If you have a 47-character string but were expecting a 48 character string, you can just try inserting a blank in every possible position, running error correction (a variant where you can specify known error locations, which makes it able to succeed with up to 8 missing tiles rather than just 4), and seeing if it succeeds. With overwhelming probability, but not a guarantee, if you actually have a small random set of errors that include insertions/deletions, you'll find the corrected string, and only the corrected string.
So in summary, error correction implementations:
During initial wallet setup, behave like bech32: you can highlight substitution errors, but don't correct anything.
During recovery, then do whatever you can, including grinding for insertions/deletions, to find the seed. Then show the user the set of corrections and make them re-enter the corrected string (in the hope that they'll make a new corrected backup) before using it.
Let me bug some people on IRC before making RFC-style SHOULD NOT/SHOULD/MUST/MUST NOT/MAY proclamations. We may want to update the BIP with this sort of text.

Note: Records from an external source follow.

PR #2276, opened 2020-04-27
Upgrade automl for ray 0.8.4

yushan111:


pyzoo/zoo/automl/config/recipe.py
```diff
@@ -67,12 +69,12 @@ def __init__(self):
...
+            "selected_features": json.dumps(all_available_features),
             "model": "LSTM",
-            "lstm_1_units": RandomSample(lambda spec: np.random.choice([32, 64], size=1)[0]),
-            "dropout_1": RandomSample(lambda spec: np.random.uniform(0.2, 0.5)),
-            "lstm_2_units": RandomSample(lambda spec: np.random.choice([32, 64], size=1)[0]),
-            "dropout_2": RandomSample(lambda spec: np.random.uniform(0.2, 0.5)),
+            "lstm_1_units": tune.choice([32, 64]),
+            "dropout_1": tune.uniform(0.2, 0.5),
+            "lstm_2_units": tune.choice([32, 64]),
+            "dropout_2": tune.uniform(0.2, 0.5),
```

The current implementation that is in this repository does not "make them re-enter the corrected string (in the hope that they'll make a new corrected backup) before using it" It merely shows the user the corrected string and asks them to confirm it matches their backup.
Since the error correction could be wrong, it sounds dangerous to "correct" the backup which make be destructive of less damaged data than the correction was.
Only if we can match the fingerprint and/or an address on the last share should we tell the user to correct that share's errors.
Originally posted by @apoelstra in https://github.com/BlockstreamResearch/codex32/issues/54#issuecomment-1649797376
The current implementation that is in this repository does not "make them re-enter the corrected string (in the hope that they'll make a new corrected backup) before using it" It merely shows the user the corrected string and asks them to confirm it matches their backup.
Since the error correction could be wrong, it sounds dangerous to "correct" the backup which make be destructive of less damaged data than the correction was.
Only if we can match the fingerprint and/or an address on the last share should we tell the user to correct that share's errors.